Ganz schön anstrengend, was? Stellt euch das mal als Lesung vor. Um einen Abend zu füllen, müsste ein Autor nicht nur, sagen wir, neunzig Geschichten schreiben, sondern neunzigmal die Aufmerksamkeit des Publikums einfordern - und sie neunzigmal belohnen. Wer schon mal eine Anthologie zusammengestellt hat, weiß, dass der Trick im geschickten Durchmischen der kurzen und langen Beiträge liegt. Das ist bei Lesungen nicht anders. (Es gibt wohl eine hypothetische Mittellänge, bei der es nicht so drauf ankommt, aber die liegt deutlich über 140 Zeichen oder auch nur 500 Worten.)

Was wäre eine angemessene Präsentationsform? Ich könnte mir ein SMS-Abo vorstellen, oder eine Art "Dial-a-Story" im Stil von They Might Be Giants' "Dial a Song". Ein eigenes Twitterzine oder kunstvoll gestaltete Seiten in GATE CRASH.

Zu den Vorteilen der Kurz-Kurzfiktion gehört, dass man länger und intensiver über jede Formulierung nachdenkt. Welche Informationen sind unersetzlich? Welches ist die Schlüsselszene?
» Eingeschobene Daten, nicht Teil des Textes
PR #1578, opened 2025-08-28
EDM-2064: Fix CLI version showing -dirty by cleaning git working tree

galel12:
## EDM-2064: Fix CLI version showing -dirty

**Problem**: CLI artifacts downloaded from UI showed `v0.9.2-dirty` instead of clean `v0.9.2`

**Root Cause**: Selective COPY in containers caused git to perceive working tree as dirty

**Solution**:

Wie kann ich diesen Satz umformulieren, dass er noch kürzer wird - und zwar ohne dass er an Prägnanz verliert? Erstaunlich, wie viele Variationen einem einfallen, wenn's drauf ankommt.
Ein Schlag, und das Tablett lag am Boden, daneben die darin versteckte 9mm. "Na?" grinste Olga den verdutzten Spion an, "auf Diät?"
(131 Zeichen. Fehlt außerdem an Action.)

Mit einer Bewegung schlug Olga dem Spion das Tablett aus der Hand und bemächtigte sich der darin versteckten 9mm. "Na?, grinste sie, "auf Diät?"
(144 Zeichen. Muss sie sich eigentlich bemächtigen?)
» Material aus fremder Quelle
PR #1580, opened 2025-08-28
NO-ISSUE: address nil pointer in login flow

DakCrowder:


internal/cli/login.go
```diff
@@ -212,6 +212,14 @@ func (o *LoginOptions) Run(ctx context.Context, args []string) error {
 		return fmt.Errorf("must provide --token")
 	}
 
+	o.clientConfig.AuthInfo.AuthProvider = &client.AuthProviderConfig{
```
amir-yogev-gh, line 215: The same block you added seems to be already part of the block at line 182.
What is the difference?
Don't you need the third line with the CA file?

DakCrowder: Two different auth providers are set in the file - o.authProvider and o.clientConfig.AuthInfo.AuthProvider.  The ca file for the o.clientConfig.AuthInfo.AuthProvider is set further down in the method.  Seems like maybe this should be consolidated a bit but my focus right now is just getting the login working.

SiddarthR56 (approved):

PR #1586, opened 2025-08-31
EDM-2058: agent retry and 404 handling 

asafbennatan:
1. added infinite retry for for enrollmentClient (as creating / getting ers is not a periodic task)
2. added 404 device not found handler when getting specs - this had to be implemented with a callback since publisher does not have access to identity providers (we need access to wipe the certificate and then restart the flightctl-agent)
3. server will not return an older spec than the one reported by agent unless there are consoles
4. added jitter for retry policy
5. even after the change that was recently merged to queue.go to ignore old versions we still need the spec manager to specifically ignore older versions for desired , without this the desired version can be downgraded (consider current=5 , desired =7 and incoming =6 , without the change desired will be downgraded to 6)

## Summary by CodeRabbit

* **New Features**
  * Automatic recovery when the management service reports a specific "device not found": the agent will wipe only the device certificate and restart to re-enroll.
  * Enrollment and polling now use jittered backoff with per-run RNG seeding; enrollment also supports infinite HTTP retry.

* **Bug Fixes**
  * Rejects older desired versions to prevent accidental rollbacks.
  * Avoids redundant writes when desired and rendered versions match.

* **Tests**
  * Expanded coverage for jitter/backoff, nuanced device-not-found handling, and certificate-wipe behaviors.

### DIFF
--- a/internal/agent/agent.go
+++ b/internal/agent/agent.go
@@ -3,6 +3,7 @@ package agent
 import (
 	"context"
 	"fmt"
+	"math/rand"
 	"time"
 
 	"github.com/flightctl/flightctl/internal/agent/client"
@@ -114,10 +115,12 @@ func (a *Agent) Run(ctx context.Context) error {
 	}
 
 	pollBackoff := poll.Config{
-		MaxDelay:  1 * time.Minute,
-		BaseDelay: 10 * time.Second,
-		Factor:    1.5,
-		MaxSteps:  a.config.PullRetrySteps,
+		MaxDelay:     1 * time.Minute,
+		BaseDelay:    10 * time.Second,
+		Factor:       1.5,
+		MaxSteps:     a.config.PullRetrySteps,
+		JitterFactor: 0.1,                                             // jitterFactor (10% jitter to prevent thundering herd)
+		Rand:         rand.New(rand.NewSource(time.Now().UnixNano())), //nolint:gosec
 	}
 
 	// create os client
@@ -158,7 +161,10 @@ func (a *Agent) Run(ctx context.Context) error {
 	devicePublisher := publisher.New(deviceName,
 		time.Duration(a.config.SpecFetchInterval),
 		backoff,
-		a.log)
+		a.log,
+		func() error {
+			return wipeCertificateAndRestart(ctx, identityProvider, executer, a.log)
+		})
 
 	// create spec manager
 	specManager := spec.NewManager(
@@ -350,7 +356,18 @@ func (a *Agent) Run(ctx context.Context) error {
 }
 
 func newEnrollmentClient(cfg *agent_config.Config, log *log.PrefixLogger) (client.Enrollment, error) {
-	httpClient, err := client.NewFromConfig(&cfg.EnrollmentService.Config, log)
+	// Create infinite retry policy for enrollment requests using same config as management client
+	// but with infinite retries (MaxSteps: 0)
+	infiniteRetryConfig := poll.Config{
+		BaseDelay:    10 * time.Second,                                // baseDelay (same as management client)
+		Factor:       1.5,                                             // factor (same as management client)
+		MaxDelay:     1 * time.Minute,                                 // maxDelay (same as management client)
+		MaxSteps:     0,                                               // maxSteps (0 means infinite retries until context timeout)
+		JitterFactor: 0.1,                                             // jitterFactor (10% jitter to prevent thundering herd)
+		Rand:         rand.New(rand.NewSource(time.Now().UnixNano())), //nolint:gosec
+	}
+
+	httpClient, err := client.NewFromConfig(&cfg.EnrollmentService.Config, log, client.WithHTTPRetry(infiniteRetryConfig))
 	if err != nil {
 		return nil, err
 	}
@@ -368,4 +385,23 @@ func (a *Agent) tryLoadTPM(writer fileio.ReadWriter) (*tpm.Client, error) {
 		return nil, fmt.Errorf("creating TPM client: %w", err)
 	}
 	return tpmClient, nil
+}
+
+// wipeCertificateAndRestart wipes only the certificate (not keys or CSR) and restarts the flightctl-agent service
+func wipeCertificateAndRestart(ctx context.Context, identityProvider identity.Provider, executer executer.Executer, log *log.PrefixLogger) error {
+	log.Warn("Device not found on management server - wiping certificate and restarting agent")
+
+	// Wipe only the certificate, preserving keys and CSR
+	if err := identityProvider.WipeCertificateOnly(); err != nil {
+		return fmt.Errorf("failed to wipe certificate: %w", err)
+	}
+
+	// Restart the flightctl-agent service
+	systemdClient := client.NewSystemd(executer)
+	if err := systemdClient.Restart(ctx, "flightctl-agent"); err != nil {
+		return fmt.Errorf("failed to restart flightctl-agent service: %w", err)
+	}
+
+	log.Info("Successfully wiped certificate and restarted flightctl-agent service")
+	return nil
 }
--- a/internal/agent/device/publisher/publisher.go
+++ b/internal/agent/device/publisher/publisher.go
@@ -31,26 +31,29 @@ type Publisher interface {
 }
 
 type publisher struct {
-	managementClient client.Management
-	deviceName       string
-	subscribers      []Subscription
-	lastKnownVersion string
-	interval         time.Duration
-	stopped          atomic.Bool
-	log              *log.PrefixLogger
-	backoff          wait.Backoff
-	mu               sync.Mutex
+	managementClient      client.Management
+	deviceName            string
+	subscribers           []Subscription
+	lastKnownVersion      string
+	interval              time.Duration
+	stopped               atomic.Bool
+	log                   *log.PrefixLogger
+	backoff               wait.Backoff
+	deviceNotFoundHandler func() error
+	mu                    sync.Mutex
 }
 
 func New(deviceName string,
 	interval time.Duration,
 	backoff wait.Backoff,
-	log *log.PrefixLogger) Publisher {
+	log *log.PrefixLogger,
+	deviceNotFoundHandler func() error) Publisher {
 	return &publisher{
-		deviceName: deviceName,
-		interval:   interval,
-		backoff:    backoff,
-		log:        log,
+		deviceName:            deviceName,
+		interval:              interval,
+		backoff:               backoff,
+		log:                   log,
+		deviceNotFoundHandler: deviceNotFoundHandler,
 	}
 }
 
@@ -125,6 +128,19 @@ func (n *publisher) pollAndPublish(ctx context.Context) {
 		n.log.Debugf("Dialing management API took: %v", duration)
 	}
 	if err != nil {
+		// Check for device not found error - handle certificate wiping and restart
+		if errors.Is(err, client.ErrDeviceNotFound) {
+			n.log.Warn("Device not found on management server")
+			if n.deviceNotFoundHandler != nil {
+				if handlerErr := n.deviceNotFoundHandler(); handlerErr != nil {
+					n.log.Warnf("Failed to handle device not found: %v", handlerErr)
+					return
+				}
+				n.log.Info("Successfully handled device not found - certificate wiped and agent restarted")
+			}
+			return
+		}
+
 		if errors.Is(err, errors.ErrNoContent) || errors.IsTimeoutError(err) {
 			n.log.Debug("No new template version from management service")
 			return
--- a/internal/agent/device/spec/manager.go
+++ b/internal/agent/device/spec/manager.go
@@ -381,6 +381,20 @@ func (s *manager) getDeviceFromQueue(ctx context.Context) (*v1alpha1.Device, boo
 
 	// if this is a new version ensure we persist it to disk
 	if desired.Version() != s.cache.getRenderedVersion(Desired) {
+		// Guard check: ensure we don't allow older versions
+		desiredVersion, err := stringToInt64(desired.Version())
+		if err != nil {
+			return nil, false, fmt.Errorf("invalid desired version: %w", err)
+		}
+		currentDesiredVersion, err := stringToInt64(s.cache.getRenderedVersion(Desired))
+		if err != nil {
+			return nil, false, fmt.Errorf("invalid current desired version: %w", err)
+		}
+		if desiredVersion < currentDesiredVersion {
+			s.log.Errorf("Rejecting older version: %d < %d", desiredVersion, currentDesiredVersion)
+			return nil, false, fmt.Errorf("version %d is older than current desired version %d", desiredVersion, currentDesiredVersion)
+		}
+
 		if s.isNewDesiredVersion(desired) {
 			s.log.Infof("Writing new desired rendered spec to disk version: %s", desired.Version())
 		}
--- a/internal/agent/device/spec/spec.go
+++ b/internal/agent/device/spec/spec.go
@@ -2,6 +2,7 @@ package spec
 
 import (
 	"context"
+	"math/rand"
 	"time"
 
 	"github.com/flightctl/flightctl/api/v1alpha1"
@@ -27,9 +28,11 @@ const (
 
 // defaultSpecPollConfig is the default poll configuration for the spec priority queue.
 var defaultSpecPollConfig = poll.Config{
-	BaseDelay: 30 * time.Second,
-	Factor:    1.5,
-	MaxDelay:  5 * time.Minute,
+	BaseDelay:    30 * time.Second,
+	Factor:       1.5,
+	MaxDelay:     5 * time.Minute,
+	JitterFactor: 0.1,
+	Rand:         rand.New(rand.NewSource(time.Now().UnixNano())), //nolint:gosec
 }
 
 type Manager interface {
--- a/internal/agent/identity/tpm.go
+++ b/internal/agent/identity/tpm.go
@@ -221,6 +221,14 @@ func (t *tpmProvider) WipeCredentials() error {
 	return nil
 }
 
+func (t *tpmProvider) WipeCertificateOnly() error {
+	// For TPM provider, only clear certificate data from memory
+	// The key and CSR remain in TPM storage
+	t.certificateData = nil
+	t.log.Info("Wiped TPM-stored certificate data from memory (key and CSR preserved)")
+	return nil
+}
+
 func (t *tpmProvider) Close(ctx context.Context) error {
 	if t.client != nil {
 		return t.client.Close(ctx)
--- a/internal/store/model/device.go
+++ b/internal/store/model/device.go
@@ -142,8 +142,22 @@ func (d *Device) ToApiResource(opts ...APIResourceOption) (*api.Device, error) {
 
 		// if we have a console request we ignore the rendered version
 		// TODO: bump the rendered version instead?
-		if len(consoles) == 0 && apiOpts.knownRenderedVersion != nil && renderedVersion == *apiOpts.knownRenderedVersion {
-			return nil, nil
+		if len(consoles) == 0 && apiOpts.knownRenderedVersion != nil {
+			// Try numeric comparison first, fall back to lexicographic if parsing fails
+			renderedVersionInt, err1 := strconv.ParseInt(renderedVersion, 10, 64)
+			knownRenderedVersionInt, err2 := strconv.ParseInt(*apiOpts.knownRenderedVersion, 10, 64)
+
+			if err1 == nil && err2 == nil {
+				// Both versions are numeric, use numeric comparison
+				if renderedVersionInt <= knownRenderedVersionInt {
+					return nil, nil
+				}
+			} else {
+				// Fall back to lexicographic comparison for non-numeric versions
+				if renderedVersion <= *apiOpts.knownRenderedVersion {
+					return nil, nil
+				}
+			}
 		}
 		// TODO: handle multiple consoles, for now we just encapsulate our one console in a list
 		spec.Config = d.RenderedConfig.Data
--- a/pkg/poll/poll.go
+++ b/pkg/poll/poll.go
@@ -4,6 +4,7 @@ import (
 	"context"
 	"errors"
 	"fmt"
+	"math/rand"
 	"time"
 )
 
@@ -23,6 +24,20 @@ type Config struct {
 	MaxDelay time.Duration
 	// MaxSteps limits the number of retries. If 0, retries will continue until timeout.
 	MaxSteps int
+	// JitterFactor adds randomization to prevent thundering herd (0.0 to 1.0)
+	JitterFactor float64
+	// Rand is the random number generator for jitter calculation
+	Rand *rand.Rand
+}
+
+// NewConfig creates a new Config with a properly seeded random number generator.
+func NewConfig(baseDelay time.Duration, factor float64) *Config {
+	return &Config{
+		BaseDelay:    baseDelay,
+		Factor:       factor,
+		JitterFactor: 0.1,                                             // Default jitter factor
+		Rand:         rand.New(rand.NewSource(time.Now().UnixNano())), //nolint:gosec
+	}
 }
 
 // Validate checks if the configuration parameters are valid
@@ -36,7 +51,22 @@ func (c *Config) Validate() error {
 	if c.MaxDelay > 0 && c.MaxDelay < c.BaseDelay {
 		return errors.New("poll MaxDelay must be greater than or equal to BaseDelay")
 	}
+	if c.JitterFactor < 0 || c.JitterFactor > 1 {
+		return errors.New("poll JitterFactor must be between 0.0 and 1.0")
+	}
+	if c.Rand == nil {
+		return errors.New("poll Rand must not be nil")
+	}
 	return nil
+}
+
+// calculateJitter calculates jitter for a given delay based on the jitter factor.
+func calculateJitter(rng *rand.Rand, delay time.Duration, jitterFactor float64) time.Duration {
+	if jitterFactor <= 0 {
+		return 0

Fast beiläufig schlug Olga dem Spion das Tablett mit der versteckten 9mm aus der Hand. "Na?", grinste sie, "auf Diät?"
(118 Zeichen, kann ich ja eigentlich noch was wieder reinnehmen. Vielleicht das mit dem Enttarnen. Und natürlich das "blitzschnell".)
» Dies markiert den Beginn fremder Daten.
PR #1596, opened 2025-09-02
EDM-941: updating application doesn't result in new application deployed on device

jira-ai-issue-solver:
This PR addresses the issue described in [EDM-941](https://issues.redhat.com/browse/EDM-941).

**Summary:** updating application doesn't result in new application deployed on device

**Description:** *Description of the problem:*

This is most likely caused by the logic based on updating only on tag update (new tag?).

While it might make sense to tag all version of the Standard Operating Environment system, it doesn't for applications, where most of the times you push always to latest tag (alternatively to beta for new functionalities).

There is also most likely some image caching involved somewhere, because on removing and readding the application to the device configuration, I would expect flightctl to pull the latest version of the tag, while it is not what's happening.

*How reproducible:*

 

*Steps to reproduce:*
 # Add application to device configuration

 #  

Update application image on container registry

 #  

No update triggered on application on device

 # removing the application from device configuration and readding it doesn't make the trick either

*Actual results:*

 

*Expected results:*

Application updates on devices triggered by new sha values of tag (in the end that's already supported on podman autoupdate)

**Assignee:** Asaf Ben Natan (abennata@redhat.com)

### DIFF
--- a/internal/agent/device/applications/provider/embedded.go
+++ b/internal/agent/device/applications/provider/embedded.go
@@ -60,7 +60,7 @@ func (p *embeddedProvider) OCITargets(pullSecret *client.PullSecret) ([]dependen
 				targets = append(targets, dependency.OCIPullTarget{
 					Type:       dependency.OCITypeImage,
 					Reference:  svc.Image,
-					PullPolicy: v1alpha1.PullIfNotPresent,
+					PullPolicy: v1alpha1.PullAlways,
 					PullSecret: pullSecret,
 				})
 			}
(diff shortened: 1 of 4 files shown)


jira-ai-issue-solver:
🤖 AI Processing Timestamp: 2025-09-02T08:26:57Z

AI has processed feedback for ticket EDM-941 at this time. Future processing will only consider feedback submitted after this timestamp.

jira-ai-issue-solver:
🤖 AI Processing Timestamp: 2025-09-02T08:31:25Z

AI has processed feedback for ticket EDM-941 at this time. Future processing will only consider feedback submitted after this timestamp.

Blitzschnell schlug Olga dem Kellner das Tablett mit der versteckten 9mm aus der Hand. "Na?", grinste sie den enttarnten Gegner an, "auf Diät?"
(143. Jetzt müssen Synonyme her.)
Eigentlich sollte man die gleiche Mühe auch auf jeden Satz in längeren Texten verwenden, aber wer tut das schon?

Als Lernerfahrung sind solche Twitterstories schon mal eine feine Sache. Als Literatur können sie es sein. Man lässt aber jede Chance auf "ernstzunehmende" Prosa hinter sich, denn erstens handelt man sich einen Ruf als spinnerter Querkopf ein, und zweitens wird man noch ungeduldiger gegenüber allzulangen Texten. Naja, muss ich mir meinen Ruf halt weiter mit Comics schützen.